### DIRECTIONS
Both the line with "And, only allow" and the line with "(diff shortened: 1 of 3 files shown)" in the records below must appear in the output, along with every line between them, exactly and with nothing added.

### WORKING DATA
PR #7251, opened 2022-12-22
make bandwidth host.cpp error message clear when buffer mismatch

xdavidz:
for vck5000

This is very unlikely an XRT issue. Instead this should be a shell issue that sometimes the data is not correct in the hardware DDR memory.

However, the bandwidth test cpp code prints the value without casting it to int, thus the cpp will take it as an ASCII and sometimes it is "invisible" when print out. So the fix is to cast the value to it's original int value, it should be from 0-256 based on the design of the bandwidth test.

### DIFF
--- a/tests/validate/bandwidth_test/src/host.cpp
+++ b/tests/validate/bandwidth_test/src/host.cpp
@@ -192,6 +192,9 @@ int main(int argc, char** argv) {
                 std::fill(output_host[i].begin(), output_host[i].end(), 0);
             }
 
+	    for (uint32_t j = 0; j < 256; j+=100)
+		    std::cout << "j:" << j << "=" << (uint32_t)input_host[j] << std::endl;
+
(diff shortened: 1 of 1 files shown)


maxzhen (commented):
I'm confused. If this is a shell issue, how can your code change in the test case fix it?

xdavidz:
> I'm confused. If this is a shell issue, how can your code change in the test case fix it?

The code is to help for narrowing down the shell issue. Otherwise we get error message like:
ERROR : kernel failed to copy entry 4055041 input output

This is useless:
It should be like:
ERROR : kernel failed to copy entry 4055041 input [0-255] output [0-255]. <<- this should be a value of 0-255. Thus, the hardware team can use this to identify what went wrong.

xdavidz:
> Member

Modified the PR's name in case of any further confusion.

PR #7252, opened 2022-12-22
CR-1134860 PCIE IO from host to DDR shared memory is too slow

xdavidz:
Hi @maxzhen  and @houlz0507 ,

This is the re-submitted fix for the map_bar fixes.

What I have missed is the map_bar is still being used for collecting golden version on legacy shells like u250, u50.
I simply rollback the map_bars functions (no changes).
And, only allow it is being called during golden version sysfs retrival.
I think this is safe because there is no other cases that can access this code path.

I don't change the map_bars function so that we can minimize the chance to introduce new regression.

Tested on u250 manually because pipeline doesn't cover this.

### DIFF
--- a/src/runtime_src/core/pcie/driver/linux/xocl/mgmtpf/mgmt-core.c
+++ b/src/runtime_src/core/pcie/driver/linux/xocl/mgmtpf/mgmt-core.c
@@ -188,6 +188,33 @@ failed:
 	return ret;
 }
 
+/*
+ * Legacy code will use pci_iomap(_range) instead of pci_iomap_wc(_range)
+ * thus on linux system will not allow future ioremap_wc to be able to enable
+ * better performance.
+ *
+ * Current code is using ioremap within sub-drivers and managing by either
+ * ioremap_nocache or ioremap_wc. Thus, we should not keep the bar mapped
+ * out of the scope of sub-drivers. Aka, mgmt-core should not map bars.
+ *
+ * However, to support legacy code which is already using mapped bar, we can
+ * map the bar, read the value and unmap the bar.
+ */
+uint32_t mgmt_bar_read32(struct xclmgmt_dev *lro, uint32_t bar_off)
+{
+	int rc = 0;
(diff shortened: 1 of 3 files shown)


maxzhen (commented):
I'm not sure if this will work well. If, after a portion of the BAR is mapped as WC, some code path called MGMT_READ_REG32. The BAR will be mapped as UC? Or the MGMT_READ_REG32 call will fail since there is some overlapping of the mapping? If the BAR could be remapped to UC while a portion of it is WC, then the user of the WC portion will be interfered? Or maybe I'm missing something here...

xdavidz:
> I'm not sure if this will work well. If, after a portion of the BAR is mapped as WC, some code path called MGMT_READ_REG32. The BAR will be mapped as UC? Or the MGMT_READ_REG32 call will fail since there is some overlapping of the mapping? If the BAR could be remapped to UC while a portion of it is WC, then the user of the WC portion will be interfered? Or maybe I'm missing something here...

@maxzhen Let's discuss your concern tomorrow at work. I think the difference with the new proposal is that we map and **unmap** for one MGMT_READ_REG32. Since the bar is unmapped, then the later map with WC will work well. 

The pro is: it is clear that when we don't mix UC and WC. We map and unmap entire bar for MGMT_READ_REG32; then we only map certain range(shared memory for versal case) as WC. 

The con is: It is not efficient but it doesn't change legacy behavior of the MGMT_READ_REG32.  The concern is that in the future someone keeps using this API, that is a bad thing that we want to avoid.

I would like to discuss with you all options and then we can proceed. My point is mixing UC and WC might not be an ideal solution. The behavior of mixing mapping UC and WC might be undefined or very error-prone across different linux kernels. I just don't know those details. But clearly, we map UC when we want to use UC and we map WC when we want to use WC, no overlap gives me a little peace in mind.

xdavidz:
close this due to this depends on UI team to change flash code, they don't have bandwidth for this release. We will resubmit separate PR when decencies are cleared.

PR #7257, opened 2023-01-04
Updated init-apu.service to ensure skd.service starts after init-apu

jeffli-xilinx:
Addresses CR-1141939

Signed-off-by: Jeff Lin <jeffylin@xilinx.com>

Sometimes skd service could not start if user soft kernel has not been created yes due to race condition between init-apu service and skd service

init-apu.service was added ensure all initialization is done before apu-boot which signals to rpu that apu has completed boot process.  However, there was no clear signal to indicate skd service need to run after init-apu service has completed.
Thus occasionally skd would not start which lead to xclbin download failure with ps kernels.

Added Before keyword to ensure init-apu is run before skd.service, and also make it an exec so it is only considered done after the script has finished.

None

Tested on vck5000 and v70

None

### DIFF
--- a/src/runtime_src/tools/scripts/apu_recipes/init-apu.service
+++ b/src/runtime_src/tools/scripts/apu_recipes/init-apu.service
@@ -1,7 +1,9 @@
 [Unit]
 Description=APU init Daemon
+Before=skd.service
 
 [Service]
+Type=exec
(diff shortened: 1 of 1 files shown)


chvamshi-xilinx (approved):

chvamshi-xilinx (approved):
Thanks for making the change.

PR #7260, opened 2023-01-09
Added support for Profiling PS kernel

nishraptor:
Added support for a profiling PS kernel

This PR adds AIE profiling support for the VCK5000 via PS kernel. 

The profiling PS kernel is scheduled by the host when aie_profile=true. First, the counters are configured on the AIE. Then, during the application run, the profiling PS kernel is repeatedly scheduled to poll the counters and return the data to the host.

Tested on lab8 example on the VCK5000.


src/runtime_src/core/edge/ps_kernels/profiling/aie_profile_config/CMakeLists.txt
```diff
@@ -0,0 +1,41 @@
+# SPDX-License-Identifier: Apache-2.0
+# Copyright (C) 2018-2022 Xilinx, Inc. All rights reserved.
+# Copyright (C) 2022 Advanced Micro Devices, Inc. All rights reserved.
+set(SRC_DIR  "${CMAKE_CURRENT_SOURCE_DIR}")
+set(PS_KERNEL_INSTALL_DIR "${XRT_INSTALL_LIB_DIR}/ps_kernels_lib")
+
+include_directories(
+  ${SRC_DIR}
```
stsoe, line 8: Do not current directory to the search path, the compiler automatically searches current directory for includes first.

src/runtime_src/core/edge/ps_kernels/profiling/aie_profile_config/CMakeLists.txt
```diff
@@ -0,0 +1,41 @@
...
+# Copyright (C) 2018-2022 Xilinx, Inc. All rights reserved.
+# Copyright (C) 2022 Advanced Micro Devices, Inc. All rights reserved.
+set(SRC_DIR  "${CMAKE_CURRENT_SOURCE_DIR}")
+set(PS_KERNEL_INSTALL_DIR "${XRT_INSTALL_LIB_DIR}/ps_kernels_lib")
+
+include_directories(
+  ${SRC_DIR} 
+  ${SRC_DIR}/../../../include
+  ${SRC_DIR}/../../../../
+  ${SRC_DIR}/../../../edge/include
```
stsoe, line 11: Please use XRT_SOURCE_DIR as the root directory rather than relative paths.

src/runtime_src/core/edge/ps_kernels/profiling/aie_profile_config/CMakeLists.txt
```diff
@@ -0,0 +1,41 @@
...
+  )
+
+file(GLOB SRC_FILES
+  "${SRC_DIR}/*.cpp"
+  )
```
stsoe, line 16: In CMake it is better to explicit in the targets, e.g. add_library of the source files.

src/runtime_src/core/edge/ps_kernels/profiling/aie_profile_config/CMakeLists.txt
```diff
@@ -0,0 +1,41 @@
...
+
+set(CMAKE_CXX_FLAGS "-DXAIE_DEBUG -D__PS_ENABLE_AIE__ ${CMAKE_CXX_FLAGS}")
```
stsoe, line 18: Don't change CMAKE flags, add the defines to the target using `target_compile_defintions`

src/runtime_src/core/edge/ps_kernels/profiling/aie_profile_config/CMakeLists.txt
```diff
@@ -0,0 +1,41 @@
...
+add_definitions(-DXCLHAL_MAJOR_VER=1 -DXCLHAL_MINOR_VER=0)
```
stsoe, line 19: I don't understand the mix between `set(CMAKE_CXX_FLAGS, ...)` and this `add_definitons`.   Please use just `target_compile_defintions`.

src/runtime_src/core/edge/ps_kernels/profiling/aie_profile_config/CMakeLists.txt
```diff
@@ -0,0 +1,41 @@
...
+add_library(aie_profile_config SHARED ${SRC_FILES})
+
+set_target_properties(aie_profile_config PROPERTIES VERSION ${XRT_VERSION_STRING}
```
stsoe, line 22: Good, you are using a target function, exactly what we should use always.

stsoe (changes requested):

src/runtime_src/core/edge/ps_kernels/profiling/aie_profile_config/CMakeLists.txt
nishraptor: Made the changes you requested. Let me know if this looks OK.

stsoe (approved):
Thank you.

jvillarre (approved):
Additions look good to add the new feature and changes of older code do some clean up refactoring as previously scheduled.

PR #7267, opened 2023-01-10
Fix for incorrect xrt rpm name

saumyag-xilinx:
[CR-1149492](https://jira.xilinx.com/browse/CR-1149492)
Fixed the change in XRT rpm name format.
low
Tested xrt package creation on redhat, centos and ubuntu
na

### DIFF
--- a/src/CMake/cpackLin.cmake
+++ b/src/CMake/cpackLin.cmake
@@ -31,6 +31,13 @@ SET(CPACK_RPM_SPEC_MORE_DEFINE "%define __python python3")
 
 if (DEFINED CROSS_COMPILE)
   set(CPACK_REL_VER ${LINUX_VERSION})
+elseif (${LINUX_FLAVOR} MATCHES "^centos")
+  execute_process(
+    COMMAND awk "{print $4}" /etc/redhat-release
+    COMMAND tr -d "\""
+    OUTPUT_VARIABLE CPACK_REL_VER
+    OUTPUT_STRIP_TRAILING_WHITESPACE
+  )
 else()
   execute_process(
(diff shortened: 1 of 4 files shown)


chvamshi-xilinx (approved):

stsoe (commented):
I am wary of redhat-relaese.  I think it is a mistake that we append .x to the package name.   major.x is compatible with major.y where y>=x.   So there is no point including x when we know what the least minor we support is.

chvamshi-xilinx:
> I am wary of redhat-relaese. I think it is a mistake that we append .x to the package name. major.x is compatible with major.y where y>=x. So there is no point including x when we know what the least minor we support is.

That is true Soren, but this new naming convention broke Sprite regressions, Thatswhy we wanted to add it back. Saumya can send another PR after intimating DevOps/DSV about this name change. We also wanted to add OS_DIST as part of the package name. Saumya will do all those changes together

chvamshi-xilinx:
> > I am wary of redhat-relaese. I think it is a mistake that we append .x to the package name. major.x is compatible with major.y where y>=x. So there is no point including x when we know what the least minor we support is.
> 
> That is true Soren, but this new naming convention broke Sprite regressions, Thatswhy we wanted to add it back. Saumya can send another PR after intimating DevOps/DSV about this name change. We also wanted to add OS_DIST as part of the package name. Saumya will do all those changes together

@stsoe , shall i go ahead and merge once build passes as it is blocking sprite regressions

stsoe (approved):

chvamshi-xilinx:
> > @stsoe , shall i go ahead and merge once build passes as it is blocking sprite regressions
> 
> Yes please.

Thanks Soren.

PR #7729, opened 2023-10-02
Added compile time variable to only aie profile target

nishraptor:
Fixed an issue where Windows builds would fail to build correctly if this compile time flag is not passed. 

Added Compile time variable specifically to aie_profiling only when XDP_MINIMAL_BUILD is set.


stsoe (approved):
Yes, this looks right, except shouldn't it be specific to MSVC (windows)?

nishraptor:
> Yes, this looks right, except shouldn't it be specific to MSVC (windows)?

This is only for when XDP_MINIMAL_BUILD is set. For regular AIE profiling on windows, we will not need to do this.

jvillarre (approved):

### ANSWER TO THE EXERCISE
And, only allow it is being called during golden version sysfs retrival.
I think this is safe because there is no other cases that can access this code path.

I don't change the map_bars function so that we can minimize the chance to introduce new regression.

Tested on u250 manually because pipeline doesn't cover this.

### DIFF
--- a/src/runtime_src/core/pcie/driver/linux/xocl/mgmtpf/mgmt-core.c
+++ b/src/runtime_src/core/pcie/driver/linux/xocl/mgmtpf/mgmt-core.c
@@ -188,6 +188,33 @@ failed:
 	return ret;
 }
 
+/*
+ * Legacy code will use pci_iomap(_range) instead of pci_iomap_wc(_range)
+ * thus on linux system will not allow future ioremap_wc to be able to enable
+ * better performance.
+ *
+ * Current code is using ioremap within sub-drivers and managing by either
+ * ioremap_nocache or ioremap_wc. Thus, we should not keep the bar mapped
+ * out of the scope of sub-drivers. Aka, mgmt-core should not map bars.
+ *
+ * However, to support legacy code which is already using mapped bar, we can
+ * map the bar, read the value and unmap the bar.
+ */
+uint32_t mgmt_bar_read32(struct xclmgmt_dev *lro, uint32_t bar_off)
+{
+	int rc = 0;
(diff shortened: 1 of 3 files shown)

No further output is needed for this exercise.